= Burton upon Trent and Swadlincote Green Belt =

Area protected from development in the East Midlands, England

Map of the belt, showing its boundary, along with surrounding parishes and district borders.

1 Newton Solney

2 Winshill

3 Brizlincote

4 Bretby

5 Stapenhill

6 Drakelow

7 Unparished (Swadlincote containing Oversetts, Newhall)

8 Cauldwell

9 Castle Gresley

The Burton upon Trent and Swadlincote Green Belt is a green belt environmental and planning policy that regulates the rural space between the towns of Burton upon Trent and Swadlincote, in the counties of Derbyshire and Staffordshire, within the East Midlands region of England. Essentially, the function of the green belt in this location is to prevent the towns merging by lessening urban sprawl. It is managed by local planning authorities on guidance from central government.

==Geography==
Land area taken up by the green belt is 720 ha, making it the smallest in the country. The main coverage is within the South Derbyshire district, mainly concentrated within the unparished area around Swadlincote and the parish of Bretby, with smaller tracts in the parishes of Castle Gresley, Cauldwell and Drakelow.

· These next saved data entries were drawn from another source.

Issue #6848, opened 2023-02-15
Paste block in viewport / near cursor


BeksOmega:
🚧⚠️🚧 This issue is being saved for **Grace Hopper Open Source Day**. 🚧⚠️🚧 An event we're running to help girls and non-binary technologists make their first contributions to open source! Please see our list of [help wanted issues](https://github.com/google/blockly/issues?page=1&q=is%3Aopen+is%3Aissue+label%3A%22help+wanted%22+-label%3A%22ghc-osd%22) if you'd like to contribute! 

---

### Check for duplicates

- [X] I have searched for similar issues before opening a new one.

### Description

When you paste a block, you expect the block to appear in the part of the workspace you are looking at. Usually either:
  * In the middle of the view
  * Near where your cursor is

Currently in Blockly, this is ignored, and blocks are always pasted near the original block that was copied.

### Reproduction steps

1. Copy a block to the clipboard using ctrl + c.
2. Scroll the workspace so that the original block is not in view.
3. Paste the bloc using ctrl + v.
4. Observe how the new pasted block is not in view, and was instead pasted near the original block.

### Additional Info

Pasting in the viewport may cause cascading block bumps for the pasted blocks, which would also be a bad user experience. I'm nopt sure if this occures with the current system or not.

Note: block bumping is when we move blocks away from other blocks connections so they don't accidentally appear to be connected.

## To Fix

1. Follow the reproduction steps to reproduce the bug.
2. Add a `getRelativeToSurfaceXY(): Coordinate` method to the [IMovable interface](https://github.com/google/blockly/blob/develop/core/interfaces/i_movable.ts).
3. Modify the [copy](https://github.com/google/blockly/blob/7e9d1eb3ba780f523863ba94b4af5cce36292295/core/shortcut_items.ts#L121) and [cut](https://github.com/google/blockly/blob/7e9d1eb3ba780f523863ba94b4af5cce36292295/core/shortcut_items.ts#L161) callbacks to store the result of `getRelativeToSurfaceXY` in a `copyCoords` variable.
4. Modify the [paste](https://github.com/google/blockly/blob/7e9d1eb3ba780f523863ba94b4af5cce36292295/core/shortcut_items.ts#L193) callback to:
    A. Run `copyWorkspace.getMetricsManager().getViewMetrics(true)` to get the coordinates of the viewport of the workspace.
    B. If the `copyCoords` are within the viewport, pass `copyCoords` to `clipboard.paste`.
[...]

Issue #752, opened 2016-11-21
Deletion of a highlighted block makes highlightBlock(id) stop working


ruslan-simonenko:
When highlighted block is deleted `highlightBlock` stops working.
```javascript
workspace.highlightBlock(id);
// delete that block
workspace.highlightBlock(anything); // Error: this.svgPath_ is undefined
workspace.highlightBlock(anything, true|false); // Works
```

NeilFraser:
Sorry about that.  My fault.  Fixed on develop branch in a66d274169540553c022b9f204a77b4589968db5.

(And if anyone on the team wants me to stop abusing my power with regards to pushing directly, just say so.)

PR #7531, opened 2023-09-22
fix: paste block in viewport/near cursor

adrijanag17:
## The basics

### Resolves

Fixes https://github.com/google/blockly/issues/6848

### Proposed Changes

Pastes copied block in the center of viewport or near the original block depending on whether or not original is inside the viewport. 

### Reason for Changes

Copied blocks should not be pasted near original if original is not in viewport. The copied block should be visible in viewport.

### DIFF
--- a/core/interfaces/i_movable.ts
+++ b/core/interfaces/i_movable.ts
@@ -4,6 +4,8 @@
  * SPDX-License-Identifier: Apache-2.0
  */
 
+import {Coordinate} from '../utils';
+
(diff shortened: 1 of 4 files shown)


rachel-fenichel:
Hey @adrijanag17, this bug is already being worked on in https://github.com/google/blockly/pull/752.

If you comment on a different issue, Beka or Maribeth will get you assigned to avoid overlaps.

It 'washes' over the ribbon developments at Stanhope Bretby along the A511 road, small commercial properties at Middle Place in the Bretby Stoneware Industrial Estate, private residences by the rural end of the Sunnyside country lane, and at Stanton along the A444 road, which has the only large scale development with its sewage works.

Small portions are within greenfield land and farmland in the Brizlincote, Stapenhill, and Winshill parishes of East Staffordshire, although it does not extend to the settlements themselves. Due to the green belt lying across two counties, responsibility lies with the South Derbyshire and East Staffordshire district councils as these are the local planning authorities.

==History==

The green belt was first proposed in 1980 during a review of the Derbyshire Structure Plan. It was later approved by central government and termed the South Derbyshire Green Belt. It took some time to define the boundaries to some accuracy after further local and government consultation, with a localised council plan subsequently being adopted in April 1983. Later boundary changes have meant it presently extends cross-border into Staffordshire.